__Dataset records__:
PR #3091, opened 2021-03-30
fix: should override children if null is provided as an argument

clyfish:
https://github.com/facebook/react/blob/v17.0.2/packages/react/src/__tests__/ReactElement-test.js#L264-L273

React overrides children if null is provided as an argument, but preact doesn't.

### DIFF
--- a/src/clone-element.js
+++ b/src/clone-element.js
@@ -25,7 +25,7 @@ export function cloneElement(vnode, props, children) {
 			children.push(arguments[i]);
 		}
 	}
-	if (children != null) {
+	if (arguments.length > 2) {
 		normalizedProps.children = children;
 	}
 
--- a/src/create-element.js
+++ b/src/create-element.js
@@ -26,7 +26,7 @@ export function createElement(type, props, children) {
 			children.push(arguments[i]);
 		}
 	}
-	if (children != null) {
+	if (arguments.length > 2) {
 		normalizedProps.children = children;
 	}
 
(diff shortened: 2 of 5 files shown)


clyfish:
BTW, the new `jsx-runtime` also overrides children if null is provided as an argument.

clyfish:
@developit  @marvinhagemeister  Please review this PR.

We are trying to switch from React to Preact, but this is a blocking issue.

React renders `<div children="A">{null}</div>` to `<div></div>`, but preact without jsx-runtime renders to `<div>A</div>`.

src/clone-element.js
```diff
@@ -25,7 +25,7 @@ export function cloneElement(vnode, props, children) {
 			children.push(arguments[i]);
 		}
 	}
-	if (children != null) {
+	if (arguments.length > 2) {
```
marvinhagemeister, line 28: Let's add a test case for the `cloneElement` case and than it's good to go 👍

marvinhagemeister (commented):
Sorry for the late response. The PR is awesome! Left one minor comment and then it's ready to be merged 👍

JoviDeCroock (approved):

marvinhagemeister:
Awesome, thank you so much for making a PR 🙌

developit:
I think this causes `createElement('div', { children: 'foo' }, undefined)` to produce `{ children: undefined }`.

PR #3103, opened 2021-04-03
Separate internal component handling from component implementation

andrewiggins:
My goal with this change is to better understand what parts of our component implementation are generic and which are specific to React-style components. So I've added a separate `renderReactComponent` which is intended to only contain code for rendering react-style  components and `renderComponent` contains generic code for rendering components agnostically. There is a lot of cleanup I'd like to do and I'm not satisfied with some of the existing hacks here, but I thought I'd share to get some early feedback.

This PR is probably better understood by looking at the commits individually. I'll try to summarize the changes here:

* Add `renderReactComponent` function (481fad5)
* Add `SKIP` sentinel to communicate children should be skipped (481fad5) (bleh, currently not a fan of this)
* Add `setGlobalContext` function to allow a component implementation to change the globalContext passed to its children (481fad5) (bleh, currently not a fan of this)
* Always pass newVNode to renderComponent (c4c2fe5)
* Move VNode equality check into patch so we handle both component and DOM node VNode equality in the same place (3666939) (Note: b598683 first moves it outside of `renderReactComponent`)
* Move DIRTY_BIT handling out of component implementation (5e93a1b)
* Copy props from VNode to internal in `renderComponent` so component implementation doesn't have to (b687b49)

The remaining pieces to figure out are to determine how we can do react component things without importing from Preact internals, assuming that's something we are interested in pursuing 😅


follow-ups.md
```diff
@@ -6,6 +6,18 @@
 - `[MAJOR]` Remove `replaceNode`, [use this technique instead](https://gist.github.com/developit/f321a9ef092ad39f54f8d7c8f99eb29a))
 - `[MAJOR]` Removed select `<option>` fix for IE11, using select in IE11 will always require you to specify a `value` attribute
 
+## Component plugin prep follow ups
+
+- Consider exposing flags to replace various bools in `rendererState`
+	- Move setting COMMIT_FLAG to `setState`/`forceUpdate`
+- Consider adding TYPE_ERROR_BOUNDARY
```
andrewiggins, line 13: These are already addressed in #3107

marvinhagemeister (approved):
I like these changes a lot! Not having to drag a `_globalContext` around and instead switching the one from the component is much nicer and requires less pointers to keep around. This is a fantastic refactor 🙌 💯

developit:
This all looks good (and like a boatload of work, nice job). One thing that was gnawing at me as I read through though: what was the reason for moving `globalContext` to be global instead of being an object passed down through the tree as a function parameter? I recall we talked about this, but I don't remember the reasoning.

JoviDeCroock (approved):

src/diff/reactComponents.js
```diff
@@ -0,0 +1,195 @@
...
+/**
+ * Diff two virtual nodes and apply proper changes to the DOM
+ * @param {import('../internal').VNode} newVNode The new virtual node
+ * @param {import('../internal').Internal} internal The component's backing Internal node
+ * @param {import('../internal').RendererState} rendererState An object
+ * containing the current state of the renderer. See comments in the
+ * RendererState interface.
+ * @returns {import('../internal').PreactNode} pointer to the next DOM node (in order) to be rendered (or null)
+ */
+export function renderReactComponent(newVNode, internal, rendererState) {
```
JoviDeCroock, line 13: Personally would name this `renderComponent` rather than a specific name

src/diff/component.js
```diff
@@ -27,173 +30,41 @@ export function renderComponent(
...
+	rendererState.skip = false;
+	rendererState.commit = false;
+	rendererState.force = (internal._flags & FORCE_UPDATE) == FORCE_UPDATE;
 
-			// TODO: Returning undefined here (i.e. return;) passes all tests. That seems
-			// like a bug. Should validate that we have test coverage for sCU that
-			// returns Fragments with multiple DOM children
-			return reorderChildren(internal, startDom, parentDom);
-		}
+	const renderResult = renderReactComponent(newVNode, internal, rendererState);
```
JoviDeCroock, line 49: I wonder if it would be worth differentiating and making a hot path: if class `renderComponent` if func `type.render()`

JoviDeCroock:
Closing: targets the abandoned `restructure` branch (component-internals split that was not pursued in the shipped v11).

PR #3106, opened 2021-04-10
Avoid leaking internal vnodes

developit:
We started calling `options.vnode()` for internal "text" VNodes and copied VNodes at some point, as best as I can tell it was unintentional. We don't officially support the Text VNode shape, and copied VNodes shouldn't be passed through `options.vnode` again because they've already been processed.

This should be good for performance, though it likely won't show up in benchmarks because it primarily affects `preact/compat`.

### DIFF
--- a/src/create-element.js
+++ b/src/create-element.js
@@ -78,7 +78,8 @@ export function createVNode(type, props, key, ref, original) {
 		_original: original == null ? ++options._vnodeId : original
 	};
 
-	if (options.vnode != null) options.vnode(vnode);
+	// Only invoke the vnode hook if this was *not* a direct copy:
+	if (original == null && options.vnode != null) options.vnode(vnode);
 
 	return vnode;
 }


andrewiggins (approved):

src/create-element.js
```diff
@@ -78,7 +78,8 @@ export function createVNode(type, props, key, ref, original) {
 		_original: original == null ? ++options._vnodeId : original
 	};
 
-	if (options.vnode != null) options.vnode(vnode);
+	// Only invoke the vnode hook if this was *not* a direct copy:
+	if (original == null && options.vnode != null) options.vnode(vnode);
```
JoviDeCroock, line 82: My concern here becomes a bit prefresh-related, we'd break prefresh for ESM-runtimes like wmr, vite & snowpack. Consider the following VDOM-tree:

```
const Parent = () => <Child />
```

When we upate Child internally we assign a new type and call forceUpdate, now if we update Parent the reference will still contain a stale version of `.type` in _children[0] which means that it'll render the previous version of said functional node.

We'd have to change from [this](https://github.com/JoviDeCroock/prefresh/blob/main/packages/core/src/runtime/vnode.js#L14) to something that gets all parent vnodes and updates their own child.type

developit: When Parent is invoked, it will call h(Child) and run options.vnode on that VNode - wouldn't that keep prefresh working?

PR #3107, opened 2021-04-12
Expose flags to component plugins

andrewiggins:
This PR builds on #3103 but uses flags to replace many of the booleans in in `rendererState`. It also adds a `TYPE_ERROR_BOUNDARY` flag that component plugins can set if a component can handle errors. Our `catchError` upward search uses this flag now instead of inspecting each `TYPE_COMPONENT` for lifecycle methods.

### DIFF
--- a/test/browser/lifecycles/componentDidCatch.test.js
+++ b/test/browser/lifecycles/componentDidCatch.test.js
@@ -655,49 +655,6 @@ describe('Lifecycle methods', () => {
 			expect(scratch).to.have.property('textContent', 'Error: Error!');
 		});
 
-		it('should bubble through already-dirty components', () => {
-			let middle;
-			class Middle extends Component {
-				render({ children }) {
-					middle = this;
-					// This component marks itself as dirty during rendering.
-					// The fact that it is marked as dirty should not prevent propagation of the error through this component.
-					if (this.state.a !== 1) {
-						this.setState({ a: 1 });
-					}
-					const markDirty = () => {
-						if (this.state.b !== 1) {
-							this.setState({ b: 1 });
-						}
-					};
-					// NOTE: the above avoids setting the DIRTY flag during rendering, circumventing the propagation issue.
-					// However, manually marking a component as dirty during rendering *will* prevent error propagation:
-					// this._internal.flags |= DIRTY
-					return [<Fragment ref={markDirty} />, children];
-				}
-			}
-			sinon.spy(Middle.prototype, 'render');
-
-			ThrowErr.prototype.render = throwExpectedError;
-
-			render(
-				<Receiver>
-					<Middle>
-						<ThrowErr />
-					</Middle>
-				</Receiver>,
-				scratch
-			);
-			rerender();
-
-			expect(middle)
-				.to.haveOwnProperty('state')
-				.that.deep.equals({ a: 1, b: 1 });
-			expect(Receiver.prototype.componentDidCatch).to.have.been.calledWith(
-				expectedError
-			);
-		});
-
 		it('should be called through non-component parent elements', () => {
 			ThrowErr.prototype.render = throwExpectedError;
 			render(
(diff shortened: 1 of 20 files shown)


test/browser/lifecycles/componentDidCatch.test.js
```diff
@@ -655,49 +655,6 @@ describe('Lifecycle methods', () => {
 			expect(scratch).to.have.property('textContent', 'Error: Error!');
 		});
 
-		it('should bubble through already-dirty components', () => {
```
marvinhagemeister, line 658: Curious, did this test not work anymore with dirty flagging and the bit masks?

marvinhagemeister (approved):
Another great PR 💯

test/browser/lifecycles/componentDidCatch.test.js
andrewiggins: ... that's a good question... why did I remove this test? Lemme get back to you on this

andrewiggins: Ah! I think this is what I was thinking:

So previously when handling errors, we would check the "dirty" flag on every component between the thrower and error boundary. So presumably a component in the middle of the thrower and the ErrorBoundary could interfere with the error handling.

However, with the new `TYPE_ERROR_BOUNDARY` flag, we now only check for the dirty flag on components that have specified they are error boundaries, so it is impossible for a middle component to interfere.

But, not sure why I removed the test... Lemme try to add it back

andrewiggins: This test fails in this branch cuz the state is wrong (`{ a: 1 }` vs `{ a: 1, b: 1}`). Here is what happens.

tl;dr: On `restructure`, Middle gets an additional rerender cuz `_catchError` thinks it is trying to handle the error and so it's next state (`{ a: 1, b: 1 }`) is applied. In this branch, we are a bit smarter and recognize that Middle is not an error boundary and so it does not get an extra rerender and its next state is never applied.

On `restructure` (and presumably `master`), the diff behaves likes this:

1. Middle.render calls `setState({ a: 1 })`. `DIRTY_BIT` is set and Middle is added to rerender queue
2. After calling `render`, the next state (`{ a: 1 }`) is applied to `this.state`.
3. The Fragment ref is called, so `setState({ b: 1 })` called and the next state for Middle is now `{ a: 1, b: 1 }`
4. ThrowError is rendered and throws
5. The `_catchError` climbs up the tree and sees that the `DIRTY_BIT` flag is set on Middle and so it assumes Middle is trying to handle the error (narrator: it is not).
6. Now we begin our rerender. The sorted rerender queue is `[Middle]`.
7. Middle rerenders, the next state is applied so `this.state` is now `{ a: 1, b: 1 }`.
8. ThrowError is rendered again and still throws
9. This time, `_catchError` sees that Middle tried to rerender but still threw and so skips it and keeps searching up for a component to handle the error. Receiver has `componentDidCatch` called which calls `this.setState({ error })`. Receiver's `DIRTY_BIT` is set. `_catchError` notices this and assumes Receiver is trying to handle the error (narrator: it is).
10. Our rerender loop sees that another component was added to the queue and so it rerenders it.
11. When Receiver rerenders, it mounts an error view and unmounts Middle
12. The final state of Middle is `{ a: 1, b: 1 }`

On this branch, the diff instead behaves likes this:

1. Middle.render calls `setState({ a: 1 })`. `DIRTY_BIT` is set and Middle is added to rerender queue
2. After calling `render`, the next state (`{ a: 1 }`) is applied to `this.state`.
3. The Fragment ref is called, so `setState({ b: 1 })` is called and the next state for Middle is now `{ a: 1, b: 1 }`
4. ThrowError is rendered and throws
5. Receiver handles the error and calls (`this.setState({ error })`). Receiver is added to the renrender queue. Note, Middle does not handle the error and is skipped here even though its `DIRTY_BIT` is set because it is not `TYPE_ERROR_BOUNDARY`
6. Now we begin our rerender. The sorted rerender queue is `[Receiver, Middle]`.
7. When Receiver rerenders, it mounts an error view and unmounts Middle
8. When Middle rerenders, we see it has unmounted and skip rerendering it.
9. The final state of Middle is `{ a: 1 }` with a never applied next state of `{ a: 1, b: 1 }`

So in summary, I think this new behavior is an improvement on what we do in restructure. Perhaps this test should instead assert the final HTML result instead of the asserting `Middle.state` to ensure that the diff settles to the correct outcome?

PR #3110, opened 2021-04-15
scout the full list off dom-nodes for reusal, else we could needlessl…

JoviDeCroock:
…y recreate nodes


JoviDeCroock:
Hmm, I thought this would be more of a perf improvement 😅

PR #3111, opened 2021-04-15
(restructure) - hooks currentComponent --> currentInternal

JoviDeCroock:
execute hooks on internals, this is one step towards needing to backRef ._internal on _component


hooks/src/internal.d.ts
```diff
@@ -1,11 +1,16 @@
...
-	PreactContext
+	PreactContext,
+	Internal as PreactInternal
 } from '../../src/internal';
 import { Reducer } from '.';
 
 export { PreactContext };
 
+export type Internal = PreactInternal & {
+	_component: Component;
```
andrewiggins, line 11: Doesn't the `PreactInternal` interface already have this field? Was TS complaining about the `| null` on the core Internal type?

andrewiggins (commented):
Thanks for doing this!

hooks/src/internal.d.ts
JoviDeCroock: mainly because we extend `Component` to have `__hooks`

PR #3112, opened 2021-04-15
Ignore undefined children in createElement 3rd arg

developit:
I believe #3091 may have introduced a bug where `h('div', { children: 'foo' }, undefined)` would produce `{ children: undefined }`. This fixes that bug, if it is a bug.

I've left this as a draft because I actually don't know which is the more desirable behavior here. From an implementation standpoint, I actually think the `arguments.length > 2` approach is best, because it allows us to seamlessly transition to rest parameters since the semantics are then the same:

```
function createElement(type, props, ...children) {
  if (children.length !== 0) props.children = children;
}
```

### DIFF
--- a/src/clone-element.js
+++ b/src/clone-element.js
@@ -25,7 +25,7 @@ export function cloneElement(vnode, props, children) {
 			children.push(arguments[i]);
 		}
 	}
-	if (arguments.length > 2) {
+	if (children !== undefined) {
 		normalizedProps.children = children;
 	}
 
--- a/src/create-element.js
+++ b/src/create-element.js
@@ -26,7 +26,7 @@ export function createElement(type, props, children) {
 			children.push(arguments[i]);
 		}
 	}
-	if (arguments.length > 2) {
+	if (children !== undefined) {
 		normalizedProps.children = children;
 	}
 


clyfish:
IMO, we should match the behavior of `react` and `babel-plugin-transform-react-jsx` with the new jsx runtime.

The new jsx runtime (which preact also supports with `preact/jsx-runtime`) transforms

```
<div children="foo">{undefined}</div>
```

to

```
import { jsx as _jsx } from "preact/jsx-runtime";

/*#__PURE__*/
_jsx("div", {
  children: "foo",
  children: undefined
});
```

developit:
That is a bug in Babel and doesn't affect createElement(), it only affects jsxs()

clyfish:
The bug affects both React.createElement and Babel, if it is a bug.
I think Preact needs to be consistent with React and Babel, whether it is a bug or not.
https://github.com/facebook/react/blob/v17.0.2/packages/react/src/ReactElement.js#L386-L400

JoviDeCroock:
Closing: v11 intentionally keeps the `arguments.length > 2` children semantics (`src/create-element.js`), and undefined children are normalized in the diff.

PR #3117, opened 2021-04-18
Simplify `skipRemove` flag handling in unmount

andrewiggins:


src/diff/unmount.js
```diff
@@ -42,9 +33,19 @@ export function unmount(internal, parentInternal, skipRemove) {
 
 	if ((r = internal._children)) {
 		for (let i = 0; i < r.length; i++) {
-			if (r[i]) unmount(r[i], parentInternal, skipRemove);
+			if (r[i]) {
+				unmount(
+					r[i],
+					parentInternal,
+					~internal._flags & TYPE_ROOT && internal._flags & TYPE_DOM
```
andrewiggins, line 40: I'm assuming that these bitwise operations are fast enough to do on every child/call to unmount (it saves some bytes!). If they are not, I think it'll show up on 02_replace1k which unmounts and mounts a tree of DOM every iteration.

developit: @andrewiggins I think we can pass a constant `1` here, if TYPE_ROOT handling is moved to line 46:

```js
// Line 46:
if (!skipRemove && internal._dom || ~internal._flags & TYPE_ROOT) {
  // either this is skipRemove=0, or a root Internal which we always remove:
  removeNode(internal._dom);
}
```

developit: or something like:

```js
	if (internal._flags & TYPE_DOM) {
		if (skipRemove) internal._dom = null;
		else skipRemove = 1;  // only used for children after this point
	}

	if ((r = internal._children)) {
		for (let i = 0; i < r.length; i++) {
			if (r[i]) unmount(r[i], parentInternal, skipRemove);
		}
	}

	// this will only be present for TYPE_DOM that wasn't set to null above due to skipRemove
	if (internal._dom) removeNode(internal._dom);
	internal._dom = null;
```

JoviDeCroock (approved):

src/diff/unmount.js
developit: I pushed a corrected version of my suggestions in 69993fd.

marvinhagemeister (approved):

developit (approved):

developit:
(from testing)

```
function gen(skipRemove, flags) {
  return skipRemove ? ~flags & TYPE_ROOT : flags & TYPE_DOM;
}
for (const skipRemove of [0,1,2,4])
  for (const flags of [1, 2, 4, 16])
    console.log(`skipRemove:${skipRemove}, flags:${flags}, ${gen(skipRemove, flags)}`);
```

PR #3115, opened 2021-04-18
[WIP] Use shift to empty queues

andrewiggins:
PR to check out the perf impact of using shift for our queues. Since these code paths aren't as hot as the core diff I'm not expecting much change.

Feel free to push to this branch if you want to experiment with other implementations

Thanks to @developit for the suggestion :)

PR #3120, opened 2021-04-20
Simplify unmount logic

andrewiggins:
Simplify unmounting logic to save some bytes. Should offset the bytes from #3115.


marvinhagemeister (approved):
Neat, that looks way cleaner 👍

__What you need to do__: Beginning at the line with "is called and" and ending at the line with "PR #3112, opened 2021-04-15", reproduce each line of the data above exactly, and add no other lines.

__Answer for the task__:
3. The Fragment ref is called, so `setState({ b: 1 })` is called and the next state for Middle is now `{ a: 1, b: 1 }`
4. ThrowError is rendered and throws
5. Receiver handles the error and calls (`this.setState({ error })`). Receiver is added to the renrender queue. Note, Middle does not handle the error and is skipped here even though its `DIRTY_BIT` is set because it is not `TYPE_ERROR_BOUNDARY`
6. Now we begin our rerender. The sorted rerender queue is `[Receiver, Middle]`.
7. When Receiver rerenders, it mounts an error view and unmounts Middle
8. When Middle rerenders, we see it has unmounted and skip rerendering it.
9. The final state of Middle is `{ a: 1 }` with a never applied next state of `{ a: 1, b: 1 }`

So in summary, I think this new behavior is an improvement on what we do in restructure. Perhaps this test should instead assert the final HTML result instead of the asserting `Middle.state` to ensure that the diff settles to the correct outcome?

PR #3110, opened 2021-04-15
scout the full list off dom-nodes for reusal, else we could needlessl…

JoviDeCroock:
…y recreate nodes


JoviDeCroock:
Hmm, I thought this would be more of a perf improvement 😅

PR #3111, opened 2021-04-15
(restructure) - hooks currentComponent --> currentInternal

JoviDeCroock:
execute hooks on internals, this is one step towards needing to backRef ._internal on _component


hooks/src/internal.d.ts
```diff
@@ -1,11 +1,16 @@
...
-	PreactContext
+	PreactContext,
+	Internal as PreactInternal
 } from '../../src/internal';
 import { Reducer } from '.';
 
 export { PreactContext };
 
+export type Internal = PreactInternal & {
+	_component: Component;
```
andrewiggins, line 11: Doesn't the `PreactInternal` interface already have this field? Was TS complaining about the `| null` on the core Internal type?

andrewiggins (commented):
Thanks for doing this!

hooks/src/internal.d.ts
JoviDeCroock: mainly because we extend `Component` to have `__hooks`

PR #3112, opened 2021-04-15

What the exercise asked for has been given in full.